普通の人ならば、簡単に出来るのですが、私はこの行動と台詞がきちんと理解できないのです。
自分の脳のボケを不安に思っている私にとって、まさに自分の理解力と記憶力の病的な弱さを思い知らされて、何度も何度もやり直しで大変だったのです。
今言われた台詞を、「なんでしたっけ?」と何度も聞きなおして、90近いおばあさんのようでした。

やりながら、「之が運勢の悪さだったのか!!脳の記憶は努力では克服できない」とおもいました。

ところが、悪いのは脳だけではなかったのです。まず私は五十肩という右腕の痛みで
腕を使うのが、「うっ」と歯を食いしばるほどの苦しさなのです。
こんな時に、腕を使って、卵白をかき混ぜてメレンゲを作って見せなければならないのですが、腕が辛くて、持続できる力が維持できなくなり、目標時間で完成できない事が何度もあり、やり直しの連続でした。
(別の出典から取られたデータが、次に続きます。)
PR #400, opened 2018-05-22
Fix for logging not being turned on

gfodor:
I'm not sure how or why I thought this was working before -- but it seemed to not be.

### DIFF
--- a/src/hub.html
+++ b/src/hub.html
@@ -19,8 +19,8 @@
     <% } %>
 
     <script>
-        // HACK this has to run after A-Frame but before our bundle, since A-Frame blows away the local storage setting
-        if (/[&?]debug=true/.test(document.location.search) && typeof(localStorage) !== 'undefined') {
+        // HACK: this has to run after A-Frame but before our bundle, since A-Frame blows away the local storage setting
+        if (/[&?]debug=true/.test(window.location.search) && typeof localStorage !== "undefined") {
             localStorage.debug = "naf-janus-adapter:*";
         }
     </script>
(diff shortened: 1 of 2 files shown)


src/hub.html
```diff
@@ -17,6 +17,13 @@
     <% } else { %>
         <script src="https://cdn.rawgit.com/aframevr/aframe/3e7a4b3/dist/aframe-master.js" integrity="sha384-EaMOuyBOi9ERV/lVDwQgz/yFWBDWPsIju5Co6oCZZHXuvbLBO81yPWn80q0BbBn3" crossorigin="anonymous"></script>
     <% } %>
+
+    <script>
+        // HACK this has to run after A-Frame but before our bundle, since A-Frame blows away the local storage setting
+        if (/[&?]debug=true/.test(document.location.search) && typeof(localStorage) !== 'undefined') {
```
cvan: `typeof(localStorage)` -> `typeof localStorage`

cvan: generally better to just use [`window.location`](https://www.w3.org/TR/html50/browsers.html#the-location-interface), as opposed to `document.location`

src/hub.html
```diff
@@ -17,6 +17,13 @@
     <% } else { %>
         <script src="https://cdn.rawgit.com/aframevr/aframe/3e7a4b3/dist/aframe-master.js" integrity="sha384-EaMOuyBOi9ERV/lVDwQgz/yFWBDWPsIju5Co6oCZZHXuvbLBO81yPWn80q0BbBn3" crossorigin="anonymous"></script>
     <% } %>
+
+    <script>
+        // HACK this has to run after A-Frame but before our bundle, since A-Frame blows away the local storage setting
```
cvan: `HACK` -> `HACK:`

src/hub.html
cvan: ' -> " (for prettier linting style)

src/hub.html
cvan: can you [file an A-Frame issue](https://github.com/aframevr/aframe/issues/new) to handle this?

src/hub.html
gfodor: interesting, why is that?

PR #401, opened 2018-05-23
explicitly switch between dynamic and static body types

InfiniteLee:
This should be a performance boost when there are many non-owned interactables in the scene because there are calculations that are run only on bodies set to dynamic in CANNON. See instances of `if(this.type !== Body.DYNAMIC)` in https://github.com/schteppe/cannon.js/blob/master/src/objects/Body.js

`aframe-physics-system` PR to allow this here: https://github.com/donmccurdy/aframe-physics-system/pull/97

### DIFF
--- a/src/components/super-networked-interactable.js
+++ b/src/components/super-networked-interactable.js
@@ -13,7 +13,7 @@ AFRAME.registerComponent("super-networked-interactable", {
     NAF.utils.getNetworkedEntity(this.el).then(networkedEl => {
       this.networkedEl = networkedEl;
       if (!NAF.utils.isMine(networkedEl)) {
-        this.el.setAttribute("body", { type: "dynamic", mass: 0 });
+        this.el.setAttribute("body", { type: "static", mass: 0 });
       } else {
         this.counter.register(networkedEl);
       }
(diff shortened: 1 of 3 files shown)


src/components/super-networked-interactable.js
```diff
@@ -46,7 +46,7 @@ AFRAME.registerComponent("super-networked-interactable", {
     this.hand = e.detail.hand;
     if (this.networkedEl && !NAF.utils.isMine(this.networkedEl)) {
       if (NAF.utils.takeOwnership(this.networkedEl)) {
-        this.el.setAttribute("body", { mass: this.data.mass });
+        this.el.setAttribute("body", { type: "dynamic", mass: this.data.mass });
```
netpro2k: Since we are actually toggling the type now we should be able to get rid of `mass` from this component's schema and just never touch the body's mass.

netpro2k: Since we are actually toggling the type now we should be able to get rid of `mass` from this component's schema and just never touch the body's mass.

InfiniteLee: toggling the type doesn't change the need for changing mass. Changing the mass is still required to get the behavior of switching between dynamic and static. Changing the type simply avoids unnecessary methods from being called on non-owned objects.

InfiniteLee:
I just tried removing the mass property from `super-networked-interactable` and unfortunately I don't think we can get rid of that yet. The problem is you do need to know the original mass of the entity (in order to set it back to the correct value when you grab it). The remote client has no way of knowing what the original mass of the object is except through the `super-networked-interactable` property, however.

PR #407, opened 2018-05-26
Add now entry type

gfodor:
This PR makes it so you can add `_now` to the end of the `vr_entry_type` query string parameter to skip the audio setup (and potentially other steps if we add them later.) Very useful for quick debug cycle.

### DIFF
--- a/src/react-components/ui-root.js
+++ b/src/react-components/ui-root.js
@@ -159,11 +159,11 @@ class UIRoot extends Component {
   handleForcedVREntryType = () => {
     if (!this.props.forcedVREntryType) return;
 
-    if (this.props.forcedVREntryType === "daydream") {
+    if (this.props.forcedVREntryType.startsWith("daydream")) {
       this.enterDaydream();
-    } else if (this.props.forcedVREntryType === "vr") {
+    } else if (this.props.forcedVREntryType.startsWith("vr")) {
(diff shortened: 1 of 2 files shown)


src/react-components/ui-root.js
```diff
@@ -411,19 +411,23 @@ class UIRoot extends Component {
...
     this.setState({ showProfileEntry: false });
   };
 
-  beginAudioSetup = () => {
-    this.setState({ entryStep: ENTRY_STEPS.audio_setup });
+  beginOrSkipAudioSetup = () => {
+    if (!this.props.forcedVREntryType || !this.props.forcedVREntryType.endsWith("_now")) {
+      this.setState({ entryStep: ENTRY_STEPS.audio_setup });
+    } else {
+      setTimeout(this.onAudioReadyButton, 3000); // Need to wait otherwise input doesn't work :/
```
brianpeiris: I think you were running into this setTimeout?

https://github.com/mozilla/hubs/blob/master/src/hub.js#L402

If you bypass that for `qs.vr_entry_type.endsWith("_now")`, you don't need this delay.

gfodor: I think i'll probably leave this PR as-is, since it seems better to keep the `_now` check in one place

伊東家の方でも、裏技は既に実験済みで、一般の子供にやらせてもできたそうですが、私が出来ないのですから、情けない事なのです。
成功すれば一回で終わる事が、失敗の連続で、何度も何度もやり直しで、そうでなくても苦しい腕が、「もうダメ!!神様助けてっ!」と、真っ赤になって言うほどでした。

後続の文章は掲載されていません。